[GIVEN DATA]

Issue #4, opened 2026-04-09
lib\sqlite-fts5\System.Data.SQLite.dll missing from repo - build fails from fresh clone


msarson:
After cloning the repo and running msbuild, the build fails because \lib\sqlite-fts5\System.Data.SQLite.dll\ is not present in the repository.

The csproj references it directly:
\\\xml
<Reference Include="System.Data.SQLite">
  <HintPath>lib\sqlite-fts5\System.Data.SQLite.dll</HintPath>
</Reference>
\\\

This is a custom FTS5-enabled build of SQLite (not the standard NuGet package), so it can't be restored automatically. It needs to either be committed to the repo under \lib\sqlite-fts5\ or distributed via a custom NuGet feed.

Without it, every developer building from source gets:
\\\
error CS0246: The type or namespace name 'SQLiteConnection' could not be found
\\\

Could you commit the DLL to the repo, or document where to obtain the correct build?

PR #170, opened 2026-08-03
fix(diagnostics): stop the squiggle overlay going blank on slow or premature LSP results

geircodes:
## Summary

The squiggle overlay — and with it every gutter/overview-ruler mark — could render **nothing at all** for a file, even when the diagnostics pill correctly reported an error or warning for that same file moments later.

Four defects on the squiggle diagnostics path, all producing that one symptom. They share a root theme: **the path conflates "no information yet" with "authoritatively zero diagnostics"**, in two separate places, and then compounds it with two latency problems. That's the same conflation #169 fixed for the diagnostics pill (`GetCachedDiagnostics` returning `null` — never published — versus an empty list — published and genuinely clean); the pill survives it anyway because it re-polls every 2 seconds forever, whereas the squiggle path fires once per edit and never looks again.

## 1. A premature empty LSP republish was trusted as final

The Clarion LSP publishes diagnostics progressively after a buffer change: an early batch — sometimes empty — can land before a slower check finishes and republishes the fuller set. The single bounded `SharedLspBridge.WaitForDiagnostics(lspFileName, 1500, true)` call in `ModernEmbeditorDiagnostics` could catch that early batch and treat it as the final answer.

Reproduced directly against a running LSP session: a diagnostics request raced an authoritative-looking `{"pending":false,"count":0}` result **twice in a row** before the real, complete set — including a warning that needs cross-file scope resolution to compute — arrived on a third query. Same file, same content, no edit in between.

`WasPublished` cannot distinguish this case, because a premature batch *is* published (`WasPublished=true`, `Entries=[]`) — identical to a genuinely clean file by that signal alone.

**Fix:** only an *empty* result gets extra scrutiny — a non-empty one already found something real and returns immediately, so files with existing diagnostics see no added latency. For an empty result, re-read the diagnostics cache over a short settle window and take whatever lands. The re-read is passive: it inspects the cache the publish handler populates, and never issues another request.

## 2. A timed-out round-trip actively wiped the marker set

`requestFromHost` resolves `null` when the host doesn't reply in time, and `refreshDiagnostics` folded that straight into an empty marker list:

```js
var markers = (resp && resp.markers) || [];
```

Since `setModelMarkers` **replaces** the entire set, a slow round-trip didn't merely fail to add a squiggle — it erased every existing one, plus its gutter and overview-ruler marks, with no retry until the next edit. That is the worst available reading of "don't know."

**Fix:** a `null` response now leaves the rendered markers alone; Monaco already tracks them across subsequent edits, and the next successful round-trip replaces them wholesale. An authoritative empty list still clears, as it should.

## 3. The client's timeout sat below the host's worst case

That timeout was a fixed 4000ms, shared with the interactive completion and hover callers — but below the diagnostics path's own worst case (the settle window described above, plus the buffer sync and marshalling a whole-file buffer across the WebView2 boundary in each direction). So the client could discard a slow but **successful** analysis.

**Fix:** `requestFromHost` takes a per-call timeout, defaulting to the previous 4000ms so completion and hover keep their short interactive budget. Only the diagnostics call opts into a longer one. Raising the shared constant instead would have made an unresponsive LSP hang hover and completion too — a regression in the opposite direction.

## 4. The settle loop blocked thread-pool threads

That same settle window used `Thread.Sleep`, and both call sites dispatch `Compute` through `Task.Run`. Keystrokes spaced further apart than the page's own 600ms debounce each dispatch their own request, so several run concurrently — each parking a pool thread for the whole settle window. Past the pool's core-count baseline .NET injects replacements at only ~1–2/sec, so queuing delay compounds precisely when requests overlap, which is the same slow-machine case the settle window exists to serve.

**Fix:** `Compute` becomes `ComputeAsync` and awaits `Task.Delay`. Both call sites already ran off the UI thread, so nothing moves on or off it; `ConfigureAwait(false)` keeps the continuation off the captured context exactly as before.

## Verification

- Clean build, no new warnings (`ClarionAssistant.csproj`, VS2022 MSBuild toolset), with the branch built standalone off `master`.
- Live-tested for the premature-republish case: an identifier declared elsewhere in the workspace but out of scope at the point of use — so ruling it out requires the slower cross-file check — previously never squiggled, while a similar identifier appearing nowhere in the workspace always did. After the fix both squiggle correctly, gutter marks included, and the previously-slow transition is immediate. No added latency observed on files that already carry diagnostics.
- The remaining three only manifest under timing conditions. Exercised live by typing at roughly one character per second — slower than the editor's own 600ms debounce, so every keystroke dispatches its own request and several overlap: markers appeared consistently, the gutter stayed stable, and there was no flashing or marker loss. The specific worst-case triggers (a round-trip exceeding the client timeout; thread-pool starvation under sustained overlap) are not reproducible on demand and were verified by code reading.

## Known remaining gap, deliberately not in this PR

`refreshDiagnostics` has no request sequencing: each debounce cycle dispatches its own request, and whichever *response* arrives last wins, regardless of dispatch order. Because the diagnostics cache is keyed per file with no version, an older request can return *newer* LSP data than the buffer it was computed against, so markers can land a few lines off until the next edit corrects them.

That is a distinct bug — different root cause, different symptom, and independent of everything above — so it belongs in its own change. Worth noting for whoever picks it up: `Terminal/monaco-embeditor.html` already implements exactly the needed guard for saves (`if (msg.savedSeq == null || msg.savedSeq === editSeq) doCancel();`), so the pattern is established there rather than novel.

### DIFF
--- a/ClarionAssistant/MonacoClarionSourceEditor.cs
+++ b/ClarionAssistant/MonacoClarionSourceEditor.cs
@@ -984,10 +984,14 @@ namespace ClarionAssistant
         {
             int reqId; string buffer; List<int[]> ranges;
             if (!ParseDiagRequest(rawJson, out reqId, out buffer, out ranges)) return;
-            System.Threading.Tasks.Task.Run(() =>
+            System.Threading.Tasks.Task.Run(async () =>
             {
                 var markers = new List<Dictionary<string, object>>();
-                try { markers = ModernEmbeditorDiagnostics.Compute(_filePath, buffer ?? "", ranges, null, embedSlotChecks: true); }
+                try
+                {
+                    markers = await ModernEmbeditorDiagnostics.ComputeAsync(
+                        _filePath, buffer ?? "", ranges, null, embedSlotChecks: true).ConfigureAwait(false);
+                }
                 catch (Exception ex) { MonacoSpikeLog.Write("overlay diagnostics error: " + ex.Message); }
                 editor.PostResponse(reqId, new Dictionary<string, object> { { "markers", markers } });
             });
--- a/ClarionAssistant/Services/ModernEmbeditorDiagnostics.cs
+++ b/ClarionAssistant/Services/ModernEmbeditorDiagnostics.cs
@@ -162,11 +162,7 @@ namespace ClarionAssistant.Services
                     int off = (lspContext != null) ? lspContext.LineOffset : 0;
                     SharedLspBridge.EnsureBufferSynced(lspFileName,
                         (lspContext != null) ? lspContext.WrapBuffer(buffer) : buffer);
-                    var wait = SharedLspBridge.WaitForDiagnostics(lspFileName, 1500, true);
-                    List<LspClient.DiagnosticEntry> entries =
-                        (wait != null && !wait.Pending && wait.Entries != null)
-                            ? wait.Entries
-                            : (SharedLspBridge.GetCachedDiagnostics(lspFileName) ?? new List<LspClient.DiagnosticEntry>());
+                    List<LspClient.DiagnosticEntry> entries = WaitForSettledDiagnostics(lspFileName);
 
                     foreach (var d in entries)
                     {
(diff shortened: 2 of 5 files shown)


ClarionLive (commented):
**Approve — merge as-is.**

Four genuinely distinct defects that happen to share a symptom, each argued from its own mechanism rather than lumped together. The framing — "the path conflates *no information yet* with *authoritatively zero*, then compounds it with two latency problems" — is the right diagnosis, and #2 in particular (a timeout folding into `markers = []` when `setModelMarkers` replaces the whole set) is the kind of bug that stays invisible precisely because its symptom looks like success.

Checked the mechanical risk of the async conversion: `ModernEmbeditorDiagnostics.Compute` had exactly two callers repo-wide —

- `MonacoClarionSourceEditor.cs:990`
- `Terminal/ModernEmbeditorViewContent.cs:2959`

— and both are updated here. No orphaned call sites, and both were already inside `Task.Run`, so nothing moves on or off the UI thread.

Two consequences to be aware of, neither a reason to hold this:

1. A genuinely clean file now pays the full settle window on every refresh — 1500ms initial wait plus up to 5 × 400ms — before returning its empty list, because the loop only exits early on a *non-empty* batch. Invisible in practice (there's nothing to draw either way), and `Task.Delay` keeps the overlapping requests cheap, which is exactly the point of fix #4. Worth knowing it's the common case that pays, though, not the rare one.
2. With the timeout no longer clearing, a file that genuinely goes clean while the host is timing out keeps its stale squiggles until the next successful round-trip. That's the right trade against wiping real markers, and the code says so — just noting it's a real behaviour change, not a pure win.

The "known remaining gap" section is doing real work — please open an issue for the request-sequencing/marker-drift problem so it doesn't only exist in a merged PR description. The pointer to `monaco-embeditor.html`'s existing `savedSeq` guard as the established pattern is exactly what whoever picks it up will want.

Merge-order notes, since there are five other PRs open against this file set:
- #173 also edits `MonacoClarionSourceEditor.cs` in overlapping context — this PR's hunk ends at line 993, #173's starts at 993 (the `OnClipboard` stub immediately after `OnDiagnostics`). Whichever lands second may need a rebase.
- #169 adds a comment referring to `ModernEmbeditorDiagnostics.Compute`, which this PR renames to `ComputeAsync`. No merge conflict (different files), just stale doc text to sweep once both land.

*Reviewed with Claude Code.*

[/GIVEN DATA]

=== YOUR OBJECTIVE ===
Repeat exactly the lines of the data from the first one through the line with "The squiggle overlay —", both of them included.

=== WRITTEN SOLUTION ===
Issue #4, opened 2026-04-09
lib\sqlite-fts5\System.Data.SQLite.dll missing from repo - build fails from fresh clone


msarson:
After cloning the repo and running msbuild, the build fails because \lib\sqlite-fts5\System.Data.SQLite.dll\ is not present in the repository.

The csproj references it directly:
\\\xml
<Reference Include="System.Data.SQLite">
  <HintPath>lib\sqlite-fts5\System.Data.SQLite.dll</HintPath>
</Reference>
\\\

This is a custom FTS5-enabled build of SQLite (not the standard NuGet package), so it can't be restored automatically. It needs to either be committed to the repo under \lib\sqlite-fts5\ or distributed via a custom NuGet feed.

Without it, every developer building from source gets:
\\\
error CS0246: The type or namespace name 'SQLiteConnection' could not be found
\\\

Could you commit the DLL to the repo, or document where to obtain the correct build?

PR #170, opened 2026-08-03
fix(diagnostics): stop the squiggle overlay going blank on slow or premature LSP results

geircodes:
## Summary

The squiggle overlay — and with it every gutter/overview-ruler mark — could render **nothing at all** for a file, even when the diagnostics pill correctly reported an error or warning for that same file moments later.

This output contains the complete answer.